Vox launches Forte for advertisers after New York Media purchase

Jim Bankoff, Chairman and CEO of Vox Media

David Paul Morris | Bloomberg | Getty Images

Now that it owns New York Magazine and a host of related web properties, Vox Media is trying to sell advertisers on a new platform that can get them in front of more eyeballs amid rule changes on personal privacy.

Vox, which owns Recode, The Verge and sports site SB Nation, said in September it would be acquiring New York Magazine parent New York Media and now said it has 125 million monthly visitors across its 13 editorial networks. The acquisition also brought with it commerce site The Strategist.

Vox is now rolling out Forte, which Chief Revenue Officer Ryan Pauley says reflects a new regulatory environment. Policy changes around browsers are giving consumers more information about the data collected on them, while in California, a privacy act taking effect next year also hands users more control over their data. Forte lets advertisers take advantage of Vox’s expanding network and gives them a direct link to the company’s audience instead of relying on third-party data.

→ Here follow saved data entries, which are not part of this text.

PR #6572, opened 2025-05-31
Add net.charlesschaefer.addictiontracker

charlesschaefer:

> Addiction Tracker - An app for tracking substance addiction and habits (made with Tauri)

https://github.com/user-attachments/assets/69f87912-5ae1-4b0b-9fa9-127e62394e23

- [x] The Flatpak ID follows all the rules listed in the [Application ID requirements][appid]. (Yes, net.charlesschaefer.addictiontracker).


flathub.json
bbhtt, line 1: drop this

Addiction Tracker.desktop
bbhtt, line 1: did you see the note in https://docs.flathub.org/docs/for-app-authors/requirements#required-metadata ?

libayatana-appindicator-gtk3.json.diff
bbhtt, line 1: this patch is not needed, it wasn't installing for you locally to /app/lib as you were using an older flatpak-builder. Use 1.4.4

net.charlesschaefer.addictiontracker.yml
```diff
@@ -0,0 +1,95 @@
+id: net.charlesschaefer.addictiontracker
+runtime: org.gnome.Platform
+runtime-version: '48'
+sdk: org.gnome.Sdk
+sdk-extensions:
+  - org.freedesktop.Sdk.Extension.node22
+  - org.freedesktop.Sdk.Extension.rust-stable
+command: addiction-tracker
+finish-args:
+  - --env=LD_LIBRARY_PATH=/app/lib
```
bbhtt, line 10:
```suggestion
```

net.charlesschaefer.addictiontracker.yml
```diff
@@ -0,0 +1,95 @@
...
+  - --env=FLATPAK_ENV=1
```
bbhtt, line 11: what is this for?

net.charlesschaefer.addictiontracker.yml
```diff
@@ -0,0 +1,95 @@
...
+  - --device=dri
+  - --socket=wayland
+  - --socket=fallback-x11
+  - --share=ipc
+  - --share=network # Permission needed to access the network
```
bbhtt, line 16:
```suggestion
  - --share=network
```

this is self explanatory

net.charlesschaefer.addictiontracker.yml
```diff
@@ -0,0 +1,95 @@
...
+        # Set the npm cache directory, used by npm to find its package metadata.
+        npm_config_cache: /run/build/addiction-tracker/flatpak-node/npm-cache
+        # Sets the directory where Node is located so that npm won't download the headers.
+        npm_config_nodedir: /usr/lib/sdk/node22
+    build-commands:
+      - npm --prefix=addiction-tracker install --offline &&
+        npm --prefix=addiction-tracker run tauri build -- --bundles deb --config src-tauri/flatpak-tauri.conf.json &&
+        VERSION=$(npm --prefix=addiction-tracker pkg get version | sed "s/\"//g") &&
+        cp "addiction-tracker/src-tauri/target/release/bundle/deb/Addiction Tracker_${VERSION}_amd64.deb" addictiontracker.deb &&
+        ls -al
```
bbhtt, line 69:
```suggestion
        cp "addiction-tracker/src-tauri/target/release/bundle/deb/Addiction Tracker_${VERSION}_amd64.deb" addictiontracker.deb
```

net.charlesschaefer.addictiontracker.yml
```diff
@@ -0,0 +1,95 @@
...
+      - npm --prefix=addiction-tracker install --offline &&
+        npm --prefix=addiction-tracker run tauri build -- --bundles deb --config src-tauri/flatpak-tauri.conf.json &&
+        VERSION=$(npm --prefix=addiction-tracker pkg get version | sed "s/\"//g") &&
+        cp "addiction-tracker/src-tauri/target/release/bundle/deb/Addiction Tracker_${VERSION}_amd64.deb" addictiontracker.deb &&
+        ls -al 
+      - ar -x addictiontracker.deb
+      - tar -xf data.tar.gz
+      - install -Dm755 usr/bin/addiction-tracker /app/bin/addiction-tracker
+      - install -Dm644 usr/share/applications/Addiction\ Tracker.desktop /app/share/applications/net.charlesschaefer.addictiontracker.desktop
+      - sed -i -e "s|Icon=addiction-tracker|Icon=net.charlesschaefer.addictiontracker|g" /app/share/applications/net.charlesschaefer.addictiontracker.desktop
```
bbhtt, line 74: use desktop-file-edit

net.charlesschaefer.addictiontracker.yml
```diff
@@ -0,0 +1,95 @@
...
+        url: "https://github.com/charlesschaefer/addiction-tracker.git"
+        tag: "app-v0.0.16"
+        #commit: "089aec3f53b47b10472041bc00edfbcd56563284"
+        dest: addiction-tracker
+      # - type: dir
+      #   path: ../
+      #   dest: addiction-tracker
+      - cargo-sources.json
+      - npm-sources.0.json
+      #- type: file
```
bbhtt, line 94:
```suggestion
        dest: addiction-tracker
      - cargo-sources.json
      - npm-sources.0.json
```

net.charlesschaefer.addictiontracker.yml
```diff
@@ -0,0 +1,95 @@
+id: net.charlesschaefer.addictiontracker
```
bbhtt, line 1: link your github account somewhere in https://charlesschaefer.net/contact.html so that I know you control the domain

bbhtt:
all metadata files need to be upstream

Addiction Tracker.desktop
charlesschaefer: Ouch, not really. I've included the desktop file just in case (I get it from the .deb bundling process that is executed during build). I did this because I saw in that page that it is required, but didn't notice it and other metadata can be obtained from upstream. Sometimes I struggle to understand what should be kept on the app repo (upstream) and on the flatpak repo.

I'll read all your comments, make the changes and review the files and build process again. Thanks.

libayatana-appindicator-gtk3.json.diff
charlesschaefer: From my trials it is needed indeed. When we use the runtime org.gnome.Platform//46 the libraries inside the shared modules repo will be placed in the container's "/app/lib". But using the version 47 and 48, the libayatana-appindicator's internal module called "ayatana-ido" starts placing the library files inside "/app/lib64". But "libayatana-indicator" module always tries to link it from the "/app/lib" dir. 

The easier way I found to stop having build errors where libayatana-indicator looks for ayatana-ido files in /app/lib while they are in /app/lib64 was to patch this file.

But if there is another way to go, I can change the approach.

net.charlesschaefer.addictiontracker.yml
charlesschaefer: To be honest I don't really know, I think I copied this part from the file generated by gnome builder for rust applications. But I don't think it is having any effects on the app. I'll trim it out.

net.charlesschaefer.addictiontracker.yml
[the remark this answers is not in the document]
charlesschaefer: The app is totally offline most of the time. But it allows the user to look for other instances of the app in the local network to synchronize data between devices.

net.charlesschaefer.addictiontracker.yml
```diff
@@ -0,0 +1,95 @@
...
+        dest: shared-modules
+        commit: a34a31e4dd50a0b38d1725f6881d1bedb0948b38
+      - type: patch
+        path: libayatana-appindicator-gtk3.json.diff
+        options:
+          - "-p1"
+          # - use-git: true
+    modules:
+      # - shared-modules/libayatana-appindicator/libayatana-appindicator-gtk3.json
+      - shared-modules/libappindicator/libappindicator-gtk3-12.10.json
```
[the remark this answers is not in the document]
charlesschaefer: Sorry, I don't understand why "obviously this wasn't build locally". You ask to send a video of the app working after being built locally, what I did. What is your claim? That I built it outside, and I'm trying to push the manifest just for sport?

To be honest, I've never spent so long to package an app like I had with flatpak. The easier approach to me would be to just bring the built .deb and repackage it as flatpak. But also read your advices to prefer building directly from the sources and thought this could be something vital to be approved (since I'm also the maintainer of the upstream).

I saw about the submodule on the docs. It was not clear to me if it should go on the upstream repo or flatpak repo. I read somewhere in the docs a warning to not pollute the flatpak repo with submodules. And I tested it in the upstream and didn't work. 

I couldn't find in the docs anything saying exactly where to put the submodule, and maybe it is something very natural for other people more experienced with Linux bundling options - not my case. So it was not very clear to me.

Finally, I saw somewhere (I'll research my history to check from where I got that) that the flatpak build servers would make the repo available automatically in every build when the repo is published.

So, in my tests I tried to keep the repo in the same folder as the manifest and, voilà, it finally worked. So it made sense to me the idea that the repo could be made available automatically by the servers.

All that said, this source part is something that I forgot to remove after finishing the local build. It really doesn't make sense here.

Sorry about that, there are also some comments and other craps here and there. I'll clean everything before submitting again.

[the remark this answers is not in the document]
hfiguiere: I don't see how patching a manifest like will have any effect. It's a first.

Also I don't see how `shared-modules/libappindicator/libappindicator-gtk3-12.10.json` is found. Maybe it works on your machine by pure coincidence, it surely won't work anywhere on the builders. Or one another developer system.

libayatana-appindicator-gtk3.json.diff
hfiguiere: > you were using an older flatpak-builder. Use 1.4.4

That's the way to go. If you distro doesn't have 1.4.4 complain to your distro. However the flathub documentation recommends using the flatpak version of flatpak-builder, which allow to work with distribution that actively don't support flatpak.

net.charlesschaefer.addictiontracker.yml
charlesschaefer: Done!

Addiction Tracker.desktop
charlesschaefer: I've changed the manifest to bring everything it needs from upstream: additional icons and metadata files. Desktop file is built during the compilation process and we won't need flathub.json anymore.

libayatana-appindicator-gtk3.json.diff
charlesschaefer: Yes, I was using the flatpak from the distro :-\

Changed to the one installed through flatpak and it worked without the patch. Thank you!

charlesschaefer:
The metafiles now are got from upstream. If you need to check them: 
Metainfo: https://github.com/charlesschaefer/addiction-tracker/blob/app-v0.0.16/bundle-scripts/net.charlesschaefer.addictiontracker.metainfo.xml
Desktop: it is generated at build time, but here's the version generated during my local flatpak's bundling tests: 

```
[Desktop Entry]
Categories=Science;
Comment=Addiction Tracker - An app for tracking substance addiction and habits
Exec=addiction-tracker
Icon=net.charlesschaefer.addictiontracker
Name=Addiction Tracker
GenericName=Opensource addiction and habits tracker
Terminal=false
Type=Application
MimeType=x-scheme-handler/addictiontracker
StartupNotify=true
Keywords=Health;Addiction;Substance Abuse;Smoking;Alcohol
SingleMainWindow=true
X-GNOME-UsesNotifications=true
X-Desktop-File-Install-Version=0.28
```

icons/hicolor/256x256@2/apps/addiction-tracker.png
bbhtt, line 1: drop the icon from here too?

net.charlesschaefer.addictiontracker.yml
```diff
@@ -0,0 +1,55 @@
...
+      env: 
+        CARGO_HOME: /run/build/addiction-tracker/cargo
+        XDG_CACHE_HOME: /run/build/addiction-tracker/flatpak-node/cache
+        npm_config_cache: /run/build/addiction-tracker/flatpak-node/npm-cache
+        npm_config_nodedir: /usr/lib/sdk/node22
+    build-commands:
+      - npm --prefix=addiction-tracker install --offline &&
+        npm --prefix=addiction-tracker run tauri build -- --bundles deb --config src-tauri/flatpak-tauri.conf.json &&
+        VERSION=$(npm --prefix=addiction-tracker pkg get version | sed "s/\"//g") &&
+        cp "addiction-tracker/src-tauri/target/release/bundle/deb/Addiction Tracker_${VERSION}_amd64.deb" addictiontracker.deb
```
bbhtt: `Addiction Tracker_${VERSION}_amd64.deb` won't work on arm64

icons/hicolor/256x256@2/apps/addiction-tracker.png
charlesschaefer: Ok, I thought, from the docs, you'd need an icon in the repo too. I'll remove it.

net.charlesschaefer.addictiontracker.yml
charlesschaefer: Yeah, totally forgot that. Thanks!

bbhtt:
bot, build

charlesschaefer:
Just tested the remote built package and it works as expected. 

Thank you for offering your time and knowledge to help us to publish our work ;-)

net.charlesschaefer.addictiontracker.yml
```diff
@@ -0,0 +1,56 @@
...
+  - --share=ipc
+  - --share=network
+
+modules:
+  - name: node22
+    buildsystem: simple
+    build-commands:
+      - /usr/lib/sdk/node22/install-sdk.sh
+
+  - shared-modules/libappindicator/libappindicator-gtk3-12.10.json
```
bbhtt: you have no permission for tray so what is this doing here?

net.charlesschaefer.addictiontracker.yml
```diff
@@ -0,0 +1,56 @@
...
+sdk-extensions:
+  - org.freedesktop.Sdk.Extension.node22
+  - org.freedesktop.Sdk.Extension.rust-stable
+command: addiction-tracker
+finish-args:
+  - --device=dri
+  - --socket=wayland
+  - --socket=fallback-x11
+  - --share=ipc
+  - --share=network
```
bbhtt, line 13: what is network for?

bbhtt:
is the app a web wrapper?

net.charlesschaefer.addictiontracker.yml
charlesschaefer: What do you mean? Do I need to declare something to use the tray? Because it is working the way it is now. I can interact with the tray icon.

net.charlesschaefer.addictiontracker.yml
charlesschaefer: Despite the fact that the app works offline and don't access internet, the user can synchronize the data between other devices in their local network. That's why I need it.

charlesschaefer:
> is the app a web wrapper?

Nope. It is built with web tech, but just that. It uses the OS' webview to render the Angular frontend. But works totally offline.

net.charlesschaefer.addictiontracker.yml
charlesschaefer: > what is network for?
Here's a demonstration of the feature. The user can fetch their data from another device (discover through mDNS) by typing in the device receiving data the decrypting code it can see on the device sending data.

https://github.com/user-attachments/assets/a067de1c-f301-4f11-84bf-839b273ddd65

net.charlesschaefer.addictiontracker.yml
bbhtt: yes tray requires some permission like `--talk-name=org.kde.StatusNotifierWatcher`, or `com.cannonical.*` etc.

charlesschaefer: Yes, I've just updated the code with these permissions. 

I have a question. I'm finding it very hard to find the kind of permissions/portals we should use (I'm preparing another app to flatpak). There's some place where these permissions are documented? Sometimes even searching on google is hard to find the exact portal we should be using. 

Also, may I assume that if a service is exposed in DBus as org.some.Service.Method, I can just use --talk-name=org.some.Service and it will be enabled for the package?

bbhtt: some are granted by default, see https://docs.flatpak.org/en/latest/sandbox-permissions.html#d-bus-access

for others, see the "audit" part.

net.charlesschaefer.addictiontracker.yml
```diff
@@ -0,0 +1,60 @@
...
+  - --talk-name=org.kde.StatusNotifierWatcher
+  - --talk-name=org.freedesktop.StatusNotifier.Watcher
```
bbhtt: `org.freedesktop.StatusNotifier.Watcher` does not exist, it's not implemented anywhere

net.charlesschaefer.addictiontracker.yml
```diff
@@ -0,0 +1,60 @@
...
+  - --talk-name=com.canonical.indicator
+  - --talk-name=org.ayatana.indicator # as suggested by https://ayatanaindicators.github.io/code/
```
bbhtt: can you check https://docs.flatpak.org/en/latest/debugging.html#audit-session-or-system-bus-traffic to see what is actually needed? not all of these should be required.

charlesschaefer: I just saw that, and I tried to use it. My point here, to put all these, is that I'll test only in one distribution (and looks like in this distro the permission is already open because it is working without this). And for what I saw in my research, each Desktop Manager has a different implementation for App Indicators. So, I'll test on Ubuntu with Gnome, I'll need org.ayatana.indicator. But, if I test on Ubuntu with Unity, it will need com.canonical.indicator and in Fedora with KDE, it will use org.kde.StatusNotifierWatcher. 

Does that make sense? Is that really the way it works?

bbhtt: no each DE doesn't have their own, only KDE implements the `StatusNotifierWatcher`, and the rest are `com.canonical.*` or `org.ayatana` depending on what you have used.

None of this is specific to any DE.

net.charlesschaefer.addictiontracker.yml
charlesschaefer: Oh, ok! I saw that somewhere and thought it would be better to add the most comprehensive list possible to target all DMs.

net.charlesschaefer.addictiontracker.yml
charlesschaefer: Ok, got it. But it is still plausible, then, to leave these 3 (kde, canonical and ayatana), right?

bbhtt: The interface needed depends on what library you have used to show the tray libappindicator, libayatana-indicator etc. Electron/chromium uses `org.kde.statusnotifierwatcher`.

bbhtt: > Ok, got it. But it is still plausible, then, to leave these 3 (kde, canonical and ayatana), right?

interact with the tray and post the dbus log that you got

charlesschaefer: Ah, ok. Got it! I'll leave only ayatana then. Thanks ;-)

charlesschaefer: > > Ok, got it. But it is still plausible, then, to leave these 3 (kde, canonical and ayatana), right?
> 
> interact with the tray and post the dbus log that you got

Ok, here's a part after I click to reopen the app when it is minimized to the tray. An app version built without these permissions. In the attachment are the full log entries. You'll note that there are two lines about org.kde.StatusNotifierWatcher 🤔 

[flatpak.log](https://github.com/user-attachments/files/20584991/flatpak.log)

```log
[clicked the tray icon and the menu entry "Show/Hide"]

B2081: <- :1.37 call org.gtk.Actions.DescribeAll at /org/gtk/Application/anonymous
B2085: <- :1.37 call org.freedesktop.DBus.Properties.GetAll at /org/gtk/Application/anonymous
C40: -> :1.37 return from B2081
C41: -> :1.37 return from B2085
B2088: <- :1.37 call org.gtk.Actions.DescribeAll at /org/gtk/Application/anonymous/window/2
C42: -> :1.37 return from B2088

```

charlesschaefer: Just asked to exit the app from the tray, and it logged this last line: 
```
C43: -> all signal org.kde.StatusNotifierItem.NewStatus at /org/ayatana/NotificationItem/tray_icon_tray_app
```

- all signal org.**kde**.StatusNotifierItem.NewStatus at /org/**ayatana**/NotificationItem/tray_icon_tray_app

I'm confused now hahaha

charlesschaefer: And here's the output when I try to build without some of the appindicator libraries: 

```log
    Finished `release` profile [optimized] target(s) in 57.00s
       Built application at: /run/build/addiction-tracker/addiction-tracker/src-tauri/target/release/addiction-tracker
thread '<unnamed>' panicked at crates/tauri-cli/src/interface/rust.rs:1503:17:


>>>>>>>>> Can't detect any appindicator library <<<<<<<<<


note: run with `RUST_BACKTRACE=1` environment variable to display a backtrace
FB: host_command_exited_cb 45003 34304

Error: module addiction-tracker: Child process exited with code 134
FB: Unmounting read-only fs: fusermount -uz /home/charles/Documents/Projetos/flathub/.flatpak-builder/rofiles/rofiles-j5KZwi
```

charlesschaefer: Hey, just tested on another distro (Ubuntu 24.04) and there the appindicator didn't work without the permission, as it did with Pop! OS. 

I needed to use the `org.kde.StatusNotifierWatcher` portal, even when using the libayatana-appindicator lib. 

So I think we're ok with only this permission.

bbhtt:
bot, build

bbhtt:
The tray icon does not work, and the tray menu seems to be in a different language?


https://github.com/user-attachments/assets/fdce85c8-0cb4-4814-9ed1-a198cebaf01e

charlesschaefer:
> The tray icon does not work, and the tray menu seems to be in a different language?
> Screencast.mp4

Yes, you're right. I just discovered that in my system it was getting the icon from my previous installation from .deb. And now it is even worse, it is getting the icon from another app 🤔 

I'll try to understand what is happening here and get back when I fix it. 

If you have any insight of why it is getting the icon from another app (also a tauri app but with totally different name and that I never built with flatpak), let me know.

bbhtt:
the icon name for the tray has to match the appid and you have to install it in the same place as your desktop file icon so that it gets exported outside the sandbox and the tray on host can access it.

charlesschaefer:
> the icon name for the tray has to match the appid and you have to install it in the same place as your desktop file icon so that it gets exported outside the sandbox and the tray on host can access it.

When you say "the same place as your desktop file", you mean `/app/share/icons`, right? Or some other structure under `/app/share/applications/`?

In the first case, I'm already placing the icons under `/app/share/icons/hicolor/{size}/apps/{app_id}.png`

bbhtt:
> In the first case, I'm already placing the icons under /app/share/icons/hicolor/{size}/apps/{app_id}.png

Yes the tray icon should be here too or can be under `scalable` folder too.

charlesschaefer:
> The tray icon does not work, and the tray menu seems to be in a different language?
> 
>  Screencast.mp4

I'm 

> > In the first case, I'm already placing the icons under /app/share/icons/hicolor/{size}/apps/{app_id}.png
> 
> Yes the tray icon should be here too or can be under `scalable` folder too.

I'm still no able to make this work. I have all the icons under `/app/share/icons/hicolor/{size|scalable}/apps/{app_id}.{png|svg}` and it doesn't work with Gnome :-\ 

But I'm still trying to solve. Then I update the PR ;-)

charlesschaefer:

In an interview, Pauley said Vox has “been building the capabilities” for Forte and now has “the additional scale, additional categories and the additional data signals from a commerce perspective,” along with subscription data through the merger, that add to what Vox can do.

The name Forte is a music reference in line with the theme of other Vox products like Concert, its ad marketplace, and Chorus, the platform it licenses to publishers like the Chicago Sun-Times and Funny or Die.

Pauley said the changes with Forte will help advertisers tailor creative messages based on where consumers are viewing the content, so they can offer different ads for someone shopping on The Strategist than a person reading tech news on The Verge or impeachment coverage on the main Vox site.

Earlier this month, Vox announced that hundreds of freelance writers, primarily those covering sports for SB Nation, will lose their jobs in the coming months as the company prepares for a California law to go into effect that will force companies to reclassify contractors in the state as employees.

Disclosure: CNBC parent NBCUniversal is an investor in Vox Media.